Goose dashboard is a separate **web application** designed to be run locally that talks to the Goose API.


```bash
npm install -g @llm-goose/dashboard-cli

# run the dashboard
goose-dashboard

# or point the dashboard at your jobs API
GOOSE_API_URL="http://localhost:8000" goose-dashboard
```

Compact grid summarizing every test’s latest status, duration, and quick filters for failures.

![Dashboard screenshot](https://raw.githubusercontent.com/Raff-dev/goose/main/images/dashboard_view.png)

#### Detailed Run View
Expectation checklist, reasoning, and message timeline for a single test execution.

![Detail screenshot](https://raw.githubusercontent.com/Raff-dev/goose/main/images/detail_view.png)



## Writing tests ✅

At its core, Goose lets you describe **what a good interaction looks like** and then assert that your
agent and tools actually behave that way.
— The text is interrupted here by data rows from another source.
PR #4195, opened 2019-08-13
Support 'Scale' subresource for CRDs

### LINKED ISSUE #4167: Support 'Scale' subresource for CRDs
The `Scale` option should be supported CRDs that have the `Scale` subresource enabled.

eloyekunle:
Backend implementation via `k8s.io/client-go/scale` currently unable to work with cluster-scoped resources. Tracking issue: https://github.com/kubernetes/kubernetes/issues/81380

Closes #4167

### DIFF
--- a/src/app/backend/resource/customresourcedefinition/objects.go
+++ b/src/app/backend/resource/customresourcedefinition/objects.go
@@ -29,8 +29,8 @@ import (
 
 // CustomResourceObject represents a custom resource object.
 type CustomResourceObject struct {
-	TypeMeta   metav1.TypeMeta   `json:"typeMeta"`
-	ObjectMeta metav1.ObjectMeta `json:"objectMeta"`
+	TypeMeta   api.TypeMeta   `json:"typeMeta"`
+	ObjectMeta api.ObjectMeta `json:"objectMeta"`
 }
 
 func (r *CustomResourceObject) UnmarshalJSON(data []byte) error {
@@ -44,8 +44,8 @@ func (r *CustomResourceObject) UnmarshalJSON(data []byte) error {
 		return err
 	}
 
-	r.TypeMeta = tempStruct.TypeMeta
-	r.ObjectMeta = tempStruct.ObjectMeta
+	r.TypeMeta = api.NewTypeMeta(api.ResourceKind(tempStruct.TypeMeta.Kind))
+	r.ObjectMeta = api.NewObjectMeta(tempStruct.ObjectMeta)
 	return nil
 }
 
@@ -125,7 +125,7 @@ func GetCustomResourceObjectList(client apiextensionsclientset.Interface, config
 	list.ListMeta = api.ListMeta{TotalItems: filteredTotal}
 
 	for i := range list.Items {
-		replaceCRDObjectKind(&list.Items[i], customResourceDefinition.Name)
+		toCRDObject(&list.Items[i], customResourceDefinition)
 	}
 
 	return list, nil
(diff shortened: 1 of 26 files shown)


eloyekunle:
This is ready for review, PTAL.

/assign @jeefy @maciaszczykm @floreks

maciaszczykm:
Please rebase.

eloyekunle:
Rebased.

src/app/backend/resource/customresourcedefinition/objects.go
```diff
@@ -31,6 +31,9 @@ import (
 type CustomResourceObject struct {
 	TypeMeta   metav1.TypeMeta   `json:"typeMeta"`
 	ObjectMeta metav1.ObjectMeta `json:"objectMeta"`
+
+	// Represents whether or not the CRD's 'scale' subresource is enabled.
+	IsScalable bool `json:"isScalable"`
```
floreks: s/IsScalable/Scalable

I'd change that everywhere. `scalable` itself already suggests that it is a boolean value.

Also maybe instead of adding a new `scalable` information only to CRD, we could maybe extend `TypeMeta` information with `scalable` variable. This would simplify frontend part a lot.

@maciaszczykm WDYT?

src/app/frontend/common/components/list/column/menu/component.ts
```diff
@@ -63,6 +64,10 @@ export class MenuComponent implements ActionColumn {
     this.typeMeta = typeMeta;
   }
 
+  setIsScalable(isScalable: boolean): void {
```
floreks: s/IsScalable/scalable as mentioned above.

We can use setter/getter methods here.

```typescript
set scalable(...)

get scalable(): boolean
```

Usage will be more straightforward then.

src/app/backend/resource/customresourcedefinition/objects.go
maciaszczykm: Fine for me, extending metadata is always good when there is opportunity (all resources have the same property).

eloyekunle: I agree that extending `TypeMeta` simplifies things. I didn't do that originally because I thought the fields in `TypeMeta` should always correspond to the main k8s representation.

floreks: They do not have to be the same. This is our internal API used by the frontend. If it is useful for us, then it can be added.

eloyekunle: I'll work on extending the field today.

src/app/frontend/common/components/list/column/menu/component.ts
eloyekunle: We don't need this anymore, because we're embedding the value in `TypeMeta`.

src/app/backend/resource/customresourcedefinition/objects.go
eloyekunle: Done. Should I move [this implementation](https://github.com/kubernetes/dashboard/blob/master/src/app/frontend/common/components/list/column/menu/component.ts#L34) of `scalableResources` for other resources to the backend now?

src/app/frontend/common/components/actionbars/scaledefault/component.ts
```diff
@@ -49,4 +49,11 @@ export class ScaleDefaultActionbar implements OnInit, OnDestroy {
     this._unsubscribe.next();
     this._unsubscribe.complete();
   }
+
+  scalable(): boolean {
+    if (this.resourceMeta.typeMeta.scalable !== undefined) {
```
floreks: Why return true if scalable is undefined?

eloyekunle: It has to do with [this](https://github.com/kubernetes/dashboard/pull/4195#discussion_r317648007). For deployments and other scalable resources, we're not yet setting this field from the backend.

floreks: Add comment with some todo here that backend should be adapted and this should be changed.

I'd also change it to `return this.resourceMeta.typeMeta.scalable === undefined || this.resourceMeta.typeMeta.scalable`.

eloyekunle: Done :+1:

eloyekunle: I've moved the `scalableResources` implementation to the backend for other resources.

maciaszczykm:
Tested locally.

/lgtm
/approve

### Pytest-inspired syntax

Goose cases combine a natural‑language query, human‑readable expectations, and (optionally) the tools
you expect the agent to call. This example is adapted from
`example_tests/agent_behaviour_test.py` and shows an analytical workflow where the agent both
retrieves data and creates records:


```python
def test_sale_then_inventory_update(goose_fixture: Goose) -> None:
    """Complex workflow: Sell 2 Hiking Boots and report the remaining stock."""

    count_before = Transaction.objects.count()
    inventory = ProductInventory.objects.get(product__name="Hiking Boots")
    assert inventory is not None, "Expected inventory record for Hiking Boots"

    goose_fixture.case(
        query="Sell 2 pairs of Hiking Boots to John Doe and then tell me how many we have left",
        expectations=[
            "Agent created a sale transaction for 2 Hiking Boots to John Doe",
            "Agent then checked remaining inventory after the sale",
            "Response confirmed the sale was processed",
            "Response provided updated stock information",
        ],
        expected_tool_calls=[check_inventory, create_sale],
    )

    count_after = Transaction.objects.count()
    inventory_after = ProductInventory.objects.get(product__name="Hiking Boots")

    assert count_after == count_before + 1, f"Expected 1 new transaction, got {count_after - count_before}"
    assert inventory_after is not None, "Expected inventory record after sale"
    assert inventory_after.stock == inventory.stock - 2, f"Expected stock {inventory.stock - 2}, got {inventory_after.stock}"
```

### Custom lifecycle hooks

You can use existing lifecycle hooks or implement yours to suit your needs.
Hooks are invoked before a test starts and after it finishes.
This lets you setup your environment and teardown it afterwards.

```python
from goose.testing.hooks import TestLifecycleHook

class MyLifecycleHooks(TestLifecycleHook):
    """Suite and per-test lifecycle hooks invoked around Goose executions."""

    def pre_test(self, definition: TestDefinition) -> None:
        """Hook invoked before a single test executes."""
        setup()

    def post_test(self, definition: TestDefinition) -> None:
        """Hook invoked after a single test completes."""
        teardown()


# tests/conftest.py
from goose.testing import Goose, fixture
from my_agent import query

@fixture()
def goose_fixture() -> Goose:
    """Provide a Goose instance wired up to the sample LangChain agent."""

    model = ChatOpenAI(model="gpt-4o-mini")
    return Goose(
        agent_query_func=query,
        validator_model=model,
        hooks=MyLifecycleHooks()
    )
```

## License

MIT License – see `LICENSE` for full text.